Thank you !!! I accepted, do you need any back?


----------



## Angel-Rae (Apr 5, 2018)

I only need second round so no need to give back striped or floral.


----------



## ads021 (Apr 5, 2018)

Angel-Rae said:


> I only need second round so no need to give back striped or floral.



I just caught 6 striped and 7 floral from that round !!! I just put 3 dapper and 2 majestic in yours


----------



## Angel-Rae (Apr 5, 2018)

Thank you! I have heaps more striped left I’ll give you some more striped.


----------



## ads021 (Apr 5, 2018)

Angel-Rae said:


> Thank you! I have heaps more striped left I’ll give you some more striped.



Yeeeess!!! Please keep them coming


----------



## Roald_fan (Apr 5, 2018)

My name is Laurana.  I just sent you a friend request.  I'll send you the scramblers I have.  I don't need any back.


----------



## ads021 (Apr 5, 2018)

Roald_fan said:


> My name is Laurana.  I just sent you a friend request.  I'll send you the scramblers I have.  I don't need any back.

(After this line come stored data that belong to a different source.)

PR #1231, opened 2026-07-29
perf(hub): gzip the SSE stream without delaying delivery

hqhq1025:
## Why

SSE payloads are plain JSON that repeat the same field names on every event, so they compress well. Measured on real captured traffic from a hub with 15 active sessions:

| sample | plain | gzip (one-shot) | gzip (per-event flush) | ratio |
|---|---|---|---|---|
| normal load, 60s | 76 KB | 16.4 KB | 17.2 KB | **77.4%** |
| heavy load, 300s | 1.56 MB | 404 KB | 411 KB | **73.6%** |
| idle, 150s | 520 KB | 138 KB | 143 KB | **72.5%** |

JSON field names alone account for 38% of the raw stream.

This mostly helps clients on mobile data, weak links, or long-haul relays — it saves bytes and battery rather than fixing latency.

## Why it is not just `compress()`

Two obvious approaches both fail, and both fail **silently** — the stream still looks fine, events just never show up:

1. **Hono's `compress()` middleware is a no-op here.** It bails out when `Transfer-Encoding` is set (`hono/dist/middleware/compress/index.js:11`), and `streamSSE` always sets `chunked`. No `Content-Encoding` is ever emitted.

2. **`CompressionStream` buffers until the stream ends.** Measured on a 10-event stream: every event arrived at once, at the moment the stream closed (5.0s). On a connection that stays open for hours, that means events never arrive.

So this drives `zlib` directly and issues a `Z_SYNC_FLUSH` after each chunk. That costs about **one percentage point** of ratio (see table) and keeps delivery immediate.

## Verification

Verified in a real Chromium `EventSource`, not just unit tests:

```
first event   13ms      ✓ immediate
intervals     499, 500, 501, 501, 501 ms   ✓ one event per tick
onerror       none      ✓
```

Also confirmed at the socket level that the server flushes each event as it is written (first byte at 2ms, then one per 500ms tick).

Clients that do not send `Accept-Encoding: gzip` keep the uncompressed stream unchanged.

## Notes

No event payload or timing changes — transport only.

## Testing

- 5 new unit tests: pass-through without gzip, pass-through on unsupported encoding, byte-exact round trip, per-event flush (asserts each event is decompressible *before* the stream closes), and empty-body handling
- `tsc --noEmit -p hub/tsconfig.json` clean
- Full `hub` suite: 648 pass, 0 fail

### DIFF
--- a/hub/src/web/routes/events.ts
+++ b/hub/src/web/routes/events.ts
@@ -7,6 +7,7 @@ import type { SyncEngine } from '../../sync/syncEngine'
 import type { VisibilityState } from '../../visibility/visibilityTracker'
 import type { VisibilityTracker } from '../../visibility/visibilityTracker'
 import type { WebAppEnv } from '../middleware/auth'
+import { compressSseResponse } from '../sseCompression'
 import { requireSession } from './guards'
 
 function parseOptionalId(value: string | undefined): string | null {
@@ -77,7 +78,7 @@ export function createEventsRoutes(
             }
         }
 
-        return streamSSE(c, async (stream) => {
+        const response = streamSSE(c, async (stream) => {
             manager.subscribe({
                 id: subscriptionId,
                 namespace,
@@ -117,6 +118,8 @@ export function createEventsRoutes(
 
             manager.unsubscribe(subscriptionId)
         })
+
+        return compressSseResponse(response, c.req.header('Accept-Encoding'))
     })
 
     app.post('/visibility', async (c) => {
--- a/hub/src/web/sseCompression.test.ts
+++ b/hub/src/web/sseCompression.test.ts
@@ -113,3 +113,99 @@ describe('compressSseResponse', () => {
         expect(compressSseResponse(original, 'gzip')).toBe(original)
     })
 })
+
+describe('compressSseResponse cleanup', () => {
+    it('cancels the upstream stream when the client goes away', async () => {
+        // SSE clients disconnect mid-stream all the time; the source must be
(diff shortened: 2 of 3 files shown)


hqhq1025:
Self-review turned up three defects in the first version; pushed fixes in d65056b5.

**Cancelling the source threw.** The wrapper holds a reader for the whole life of the connection, and cancelling a locked stream is invalid — in Bun it throws `TypeError: Invalid state: ReadableStream is locked` synchronously out of the `cancel` callback. SSE clients disconnect mid-stream as a matter of course, so this fired on essentially every disconnect and the upstream cancel never ran. Now cancels through the reader, which is allowed to.

**Reads were not gated on downstream demand.** Only zlib's own buffer was consulted, and SSE compresses well enough that a slow client can be megabytes behind while the compressed queue still looks nearly empty — a test with a non-reading consumer pulled 1752 chunks before stalling. Reading now waits for `desiredSize` to go positive and is resumed from `pull()`.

Hey, I'm Austin ! and okay, I just accepted your friend request - thank you thank you thank you !!!


----------



## Angel-Rae (Apr 5, 2018)

How are you fixed now? I have striped left if you still need them.


----------



## ads021 (Apr 5, 2018)

Angel-Rae said:


> How are you fixed now? I have striped left if you still need them.

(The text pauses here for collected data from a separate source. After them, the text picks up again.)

PR #1242, opened 2026-07-29
feat(web): show status and platform on the machines settings page

hqhq1025:
Follow-up to #1214.

## Problem

Every row repeated itself:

Yes I still need all 4!! Please, you're awesome


----------



## kayleee (Apr 6, 2018)

What kinds do you still need? I can share some with you. I’m done already so no need to share back


----------



## ads021 (Apr 6, 2018)

kayleee said:


> What kinds do you still need? I can share some with you. I’m done already so no need to share back



Please! I only need to catch 10 more striped so not worried about those but the other 3 I still need a ton !!!


----------



## Angel-Rae (Apr 6, 2018)

I dropped off the rest of my striped scramblers. I hope it was ok to fill all of your flowers!


----------



## ads021 (Apr 6, 2018)

Task 1 complete, thank you Angel!!!!

- - - Post Merge - - -

Yes you are amazing !!!!!


----------



## Angel-Rae (Apr 6, 2018)

You’re very welcome! It felt so good to share that big bunch of stripeys!


----------



## ads021 (Apr 6, 2018)

Angel-Rae said:


> You’re very welcome! It felt so good to share that big bunch of stripeys!


----------



## ads021 (Apr 6, 2018)

Please keep sending!


----------



## Elephantmarshmallow (Apr 6, 2018)

I have so many striped and floral scramblers and nowhere to bring them! I added you


----------



## ads021 (Apr 6, 2018)

Elephantmarshmallow said:


> I have so many striped and floral scramblers and nowhere to bring them! I added you


I accepted you! Omg thank you!!!


----------



## ads021 (Apr 6, 2018)

Update: I just need FLORAL and MAJESTIC scramblers !!! Almost finished, thank you everyone!!!


----------



## Ezamoosh (Apr 6, 2018)

Sent a friend request!


----------



## ads021 (Apr 6, 2018)

Ezamoosh said:


> Sent a friend request!



omg thank you !! I accepted


----------



## Biyaya (Apr 7, 2018)

If you need any more floral, just add me: 9054 0834 680
I have 25 left.


----------



## ads021 (Apr 7, 2018)

tolisamarie said:


> I sent you a request and have 4 dapper and 3 majestic scramblers I can give you now. I'm done, so please don't give any back to me.





Angel-Rae said:


> I’m Angel in game. I will send a request. Do you need all four types?





Roald_fan said:


> My name is Laurana.  I just sent you a friend request.  I'll send you the scramblers I have.  I don't need any back.





kayleee said:


> What kinds do you still need? I can share some with you. I’m done already so no need to share back





Elephantmarshmallow said:


> I have so many striped and floral scramblers and nowhere to bring them! I added you





Ezamoosh said:


> Sent a friend request!





Soti said:


> If you need any more floral, just add me: 9054 0834 680
> I have 25 left.



Can any of you leave any Majestic scramblers??! I'm almost finished!


----------



## Biyaya (Apr 7, 2018)

ads021 said:


> Can any of you leave any Majestic scramblers??! I'm almost finished!



I've got 9 of them left.


----------



## ads021 (Apr 8, 2018)

Soti said:


> I've got 9 of them left.



Spare them please !!!


----------